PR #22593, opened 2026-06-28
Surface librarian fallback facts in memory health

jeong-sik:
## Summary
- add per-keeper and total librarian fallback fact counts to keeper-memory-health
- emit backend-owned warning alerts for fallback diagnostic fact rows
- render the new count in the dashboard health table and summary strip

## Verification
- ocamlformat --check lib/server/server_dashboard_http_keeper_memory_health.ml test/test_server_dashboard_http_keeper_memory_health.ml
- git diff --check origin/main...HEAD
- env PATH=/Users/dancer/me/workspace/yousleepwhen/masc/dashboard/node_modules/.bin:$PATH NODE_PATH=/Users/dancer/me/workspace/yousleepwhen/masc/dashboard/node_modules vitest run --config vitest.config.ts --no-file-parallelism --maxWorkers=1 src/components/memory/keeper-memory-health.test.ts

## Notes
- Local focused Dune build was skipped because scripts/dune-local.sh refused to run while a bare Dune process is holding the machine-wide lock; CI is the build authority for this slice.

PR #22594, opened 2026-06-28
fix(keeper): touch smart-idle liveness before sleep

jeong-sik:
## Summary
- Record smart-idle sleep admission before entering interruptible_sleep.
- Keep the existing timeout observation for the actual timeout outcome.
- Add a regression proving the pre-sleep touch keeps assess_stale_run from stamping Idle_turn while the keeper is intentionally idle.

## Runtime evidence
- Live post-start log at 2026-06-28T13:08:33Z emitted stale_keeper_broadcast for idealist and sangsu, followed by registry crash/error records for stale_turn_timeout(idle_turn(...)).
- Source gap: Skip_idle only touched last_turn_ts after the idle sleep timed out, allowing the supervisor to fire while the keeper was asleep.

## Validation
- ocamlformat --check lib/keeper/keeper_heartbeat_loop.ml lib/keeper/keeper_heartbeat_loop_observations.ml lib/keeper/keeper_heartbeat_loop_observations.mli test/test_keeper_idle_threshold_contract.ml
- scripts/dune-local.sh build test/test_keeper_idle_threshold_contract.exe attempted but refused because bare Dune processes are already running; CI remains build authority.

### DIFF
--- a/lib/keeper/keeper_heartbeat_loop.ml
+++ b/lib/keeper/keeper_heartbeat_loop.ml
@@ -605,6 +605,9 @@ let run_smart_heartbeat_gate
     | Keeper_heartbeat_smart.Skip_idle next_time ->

==

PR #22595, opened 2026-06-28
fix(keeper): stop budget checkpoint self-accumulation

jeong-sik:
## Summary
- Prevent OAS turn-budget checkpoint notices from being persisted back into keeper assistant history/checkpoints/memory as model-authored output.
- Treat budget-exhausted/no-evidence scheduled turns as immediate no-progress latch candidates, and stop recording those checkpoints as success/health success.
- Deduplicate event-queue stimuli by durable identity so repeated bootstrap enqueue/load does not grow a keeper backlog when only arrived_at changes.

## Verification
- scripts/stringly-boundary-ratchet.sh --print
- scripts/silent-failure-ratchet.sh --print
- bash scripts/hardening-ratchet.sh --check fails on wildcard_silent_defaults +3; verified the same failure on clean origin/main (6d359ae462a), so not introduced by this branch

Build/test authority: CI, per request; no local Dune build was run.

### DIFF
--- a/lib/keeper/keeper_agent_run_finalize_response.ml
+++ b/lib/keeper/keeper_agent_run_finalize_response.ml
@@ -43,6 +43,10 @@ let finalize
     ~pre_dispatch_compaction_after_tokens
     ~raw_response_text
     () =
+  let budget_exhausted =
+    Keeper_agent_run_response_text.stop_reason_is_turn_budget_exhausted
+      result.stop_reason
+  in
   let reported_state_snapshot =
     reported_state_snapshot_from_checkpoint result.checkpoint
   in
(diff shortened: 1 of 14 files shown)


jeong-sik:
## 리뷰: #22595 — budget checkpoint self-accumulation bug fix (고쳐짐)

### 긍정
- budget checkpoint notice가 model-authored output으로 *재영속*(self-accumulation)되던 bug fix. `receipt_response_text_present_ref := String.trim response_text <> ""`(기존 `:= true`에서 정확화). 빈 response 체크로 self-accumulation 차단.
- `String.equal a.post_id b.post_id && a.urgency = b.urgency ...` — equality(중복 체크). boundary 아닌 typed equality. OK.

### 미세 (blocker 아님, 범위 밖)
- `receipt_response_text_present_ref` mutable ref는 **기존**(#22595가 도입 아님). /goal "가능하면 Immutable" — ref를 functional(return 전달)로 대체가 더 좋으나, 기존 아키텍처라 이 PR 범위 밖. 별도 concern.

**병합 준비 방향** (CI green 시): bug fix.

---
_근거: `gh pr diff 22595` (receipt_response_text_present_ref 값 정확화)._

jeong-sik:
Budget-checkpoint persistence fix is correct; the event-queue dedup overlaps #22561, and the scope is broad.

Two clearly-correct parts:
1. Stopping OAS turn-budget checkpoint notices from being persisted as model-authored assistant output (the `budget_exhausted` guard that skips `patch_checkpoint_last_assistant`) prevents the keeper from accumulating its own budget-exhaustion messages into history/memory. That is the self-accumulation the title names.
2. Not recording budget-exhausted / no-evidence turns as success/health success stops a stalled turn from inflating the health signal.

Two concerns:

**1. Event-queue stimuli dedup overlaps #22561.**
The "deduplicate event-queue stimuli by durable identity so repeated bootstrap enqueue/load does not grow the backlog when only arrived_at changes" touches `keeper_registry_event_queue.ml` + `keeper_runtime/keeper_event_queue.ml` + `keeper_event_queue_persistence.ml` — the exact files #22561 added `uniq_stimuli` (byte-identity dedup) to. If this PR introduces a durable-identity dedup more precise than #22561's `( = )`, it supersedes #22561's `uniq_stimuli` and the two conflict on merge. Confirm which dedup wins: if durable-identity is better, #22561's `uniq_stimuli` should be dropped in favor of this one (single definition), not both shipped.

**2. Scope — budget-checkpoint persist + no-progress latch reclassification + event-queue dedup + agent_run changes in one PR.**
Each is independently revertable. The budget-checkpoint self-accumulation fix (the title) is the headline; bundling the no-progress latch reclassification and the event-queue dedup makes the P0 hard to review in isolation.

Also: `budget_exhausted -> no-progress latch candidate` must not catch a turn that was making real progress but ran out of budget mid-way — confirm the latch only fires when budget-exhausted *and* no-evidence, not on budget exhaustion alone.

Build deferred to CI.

▶ **Exercise description**: With the line that has "- Record smart-idle" as the first and the line that has "- Keep the existing" as the last, repeat exactly that run of lines above and no more.

▶ **Response**:
- Record smart-idle sleep admission before entering interruptible_sleep.
- Keep the existing timeout observation for the actual timeout outcome.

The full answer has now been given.